Background: Complement activation plays a substantial role in the pathogenesis of primary membranous nephropathy (pMN). C5b-9, C3c, MBL, and factor B have been documented in the subepithelial immune deposits. However, the changing of complement activation products in circulation and urine is not clear.
Methods: We measured the circulating and urinary levels of C1q, MBL, C4d, Bb, properdin, C3a, C5a, and sC5b-9, in 134 patients with biopsy-proven pMN, by enzyme-linked immunosorbent assay. All the plasma values were corrected by eGFR and all the urinary values were corrected by urinary creatinine and urinary protein excretion. Anti-PLA2R antibodies were measured in all patients.

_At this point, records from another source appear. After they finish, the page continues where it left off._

PR #3092, opened 2025-11-06
Add advisory lock to SqlIndexInitializationTrigger

rautenrieth-da:
Fixes https://github.com/DACH-NY/cn-test-failures/issues/6328

The new test proves that `SqlIndexInitializationTrigger` would detect if an index is being built and not do anything. This PR still adds an advisory lock to SqlIndexInitializationTrigger, as in test code we are running multiple instances of `SqlIndexInitializationTrigger` against the same database.

### DIFF
--- a/apps/common/src/main/scala/org/lfdecentralizedtrust/splice/store/db/AdvisoryLockIds.scala
+++ b/apps/common/src/main/scala/org/lfdecentralizedtrust/splice/store/db/AdvisoryLockIds.scala
@@ -3,11 +3,62 @@
 
 package org.lfdecentralizedtrust.splice.store.db
 
+import com.digitalasset.canton.resource.DbStorage
+import slick.dbio.{DBIOAction, Effect, NoStream}
+import slick.jdbc.JdbcProfile
+import slick.jdbc.canton.ActionBasedSQLInterpolation.Implicits.actionBasedSQLInterpolationCanton
+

Results: The plasma complement activation products were elevated both in the patients with and without anti-PLA2R antibodies. C3a levels were remarkably increased in the circulation and urine, much higher than the elevated levels of C5a. C5b-9 was in normal range in plasma, but significantly higher in urine. The urinary C5a had a positive correlation with anti-PLA2R antibody levels and urinary protein. The plasma level of C4d was elevated, but C1q and MBL were comparable to healthy controls. Positive correlations were observed between plasma C4d/MBL and urinary protein, only in the patients with positive anti-PLA2R antibodies but not in those without. The plasma level of Bb was elevated and had positive correlation with urinary protein only in the patients without anti-PLA2R antibodies.
Conclusion: Complement activation products were remarkable increased in pMN and may serve as sensitive biomarkers of disease activity. The complement may be activated through lectin pathway with the existence of anti-PLA2R antibodies, while through alternative pathway in the absence of antibody.
Keywords: C3a; C5a; Complement; PLA2R; Primary membranous nephropathy.